→ **Stored data**
PR #893, opened 2016-04-19
main: implement --tag-relative=never|always

masatake:
Proposed in #868.

"always" and "never" as an argument for --tag-relative

```

Even if "yes" is specified as an option argument for --tag-relative,
absolute paths are used in tags output if an input is given as
an absolute path. This behavior is expected in exuberant-ctags
as written in its man-page.

In addition to "yes" and "no", universal-ctags takes "never" and "always".

If "never" is given, absolute paths are used in tags output regardless
the path representation for input file(s). If "always" is given,
relative paths are used always.

```


blueyed:
In the commit message: s/regardless the/regardless of the/

docs/news.rst
```diff
@@ -349,6 +349,21 @@ For specifying only one pseudo tag, specify it without sign:
...
+
+Even if "yes" is specified as an option argument for --tag-relative,
+absolute paths are used in tags output if an input is given as
+an absolute path. This behavior is expected in exuberant-ctags
+as written in its man-page.
+
+In addition to "yes" and "no", universal-ctags takes "never" and "always".
+
+If "never" is given, absolute paths are used in tags output regardless
+the path representation for input file(s). If "always" is given,
```
blueyed: s/regardless the/regardless of the/

main/options.c
```diff
@@ -367,8 +367,10 @@ static optionDescription LongOptionDescription [] = {
  {1,"       Define regular expression for locating tags in specific language."},
  {0,"  --sort=[yes|no|foldcase]"},
  {0,"       Should tags be sorted (optionally ignoring case) [yes]?"},
- {0,"  --tag-relative=[yes|no]"},
+ {0,"  --tag-relative=[yes|no|always|never]"},
  {0,"       Should paths be relative to location of tag file [no; yes when -e]?"},
+ {0,"       always: be relative even if input files are passed in absolute paths" },
+ {0,"       never:  be absolute even if input files are passed in relative paths" },
```
blueyed: s/passed in/passed in with/

masatake:
@blueyed, thank you for comments.

blueyed:
@masatake 
I assume I should test and merge it?  Or at least provide feedback?

masatake:
@blueyed, I would like you to test my change.
I'm trying to understand the result of the test case on "Environment: compiler=msys2, MSYS2_ARCH=x86_64, MSYS2_DIR=msys64, MSYSTEM=MINGW64".

masatake:
It seems that absoluteFilename and relativeFilename on the platform don't work as we expected.

masatake:
@k-takata san, I need your help.

As far as seeing the test result it seems that relativeFilename and absoluteFilename are not implemented well on environment "Environment: compiler=msys2, MSYS2_ARCH=x86_64, MSYS2_DIR=msys64, MSYSTEM=MINGW64". I would like to correct the implementation of
these two functions on the platform.

I got Windows-8.1 (kvm guest on Fedora), and I installed msys2-64. `autogen.sh && ./configure && make ` works fine. I got ctags.exe for the branch I proposed in this PR. Surprisingly the test case failed in approver is passed successfully on my environment. I wonder what is the difference between my environment and msys2 of appveyor. Any idea?

masatake:
I have found the reason why my code doesn't work on msys2: both `/` and `\\` are used in a path.

masatake:
On msys2 the output of pwd of bash is different from the value provided by getcwd function.

masatake:
The runtime environment is the same between bash where pwd is called and ctags which calls getcwd.

masatake:
I will add code do as follows:
On the platform where separators used in getcwd function and pwd command are different, `--tag-relative=never` and --tag-relative=always` are disabled.

masatake:
@blueyed, do you use windows?
I decide to disable `--tag-relative=never|always` on Windows. Is it o.k.?

masatake:
@k-takata,  in the environment "Environment: compiler=msys2, MSYS2_ARCH=x86_64, MSYS2_DIR=msys64, MSYSTEM=MINGW64" , pwd command used in a test harness script and getcwd function called in ctags return paths with different separators. I don't have actual output of the two now.

I introduced window8.1 and set up a msys2 environment for reproducing what I see in locally, but I could not  get the same result.

masatake:
I will merge this after merging #1230.

blueyed:
@masatake 
I am not using Windows - sorry for the late reply.

Thanks a lot for getting this in!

→ **Instructions for the task**
For the listing above, say how many lines hold the word "main". Nothing but the number is needed.

→ **Response for this exercise**
2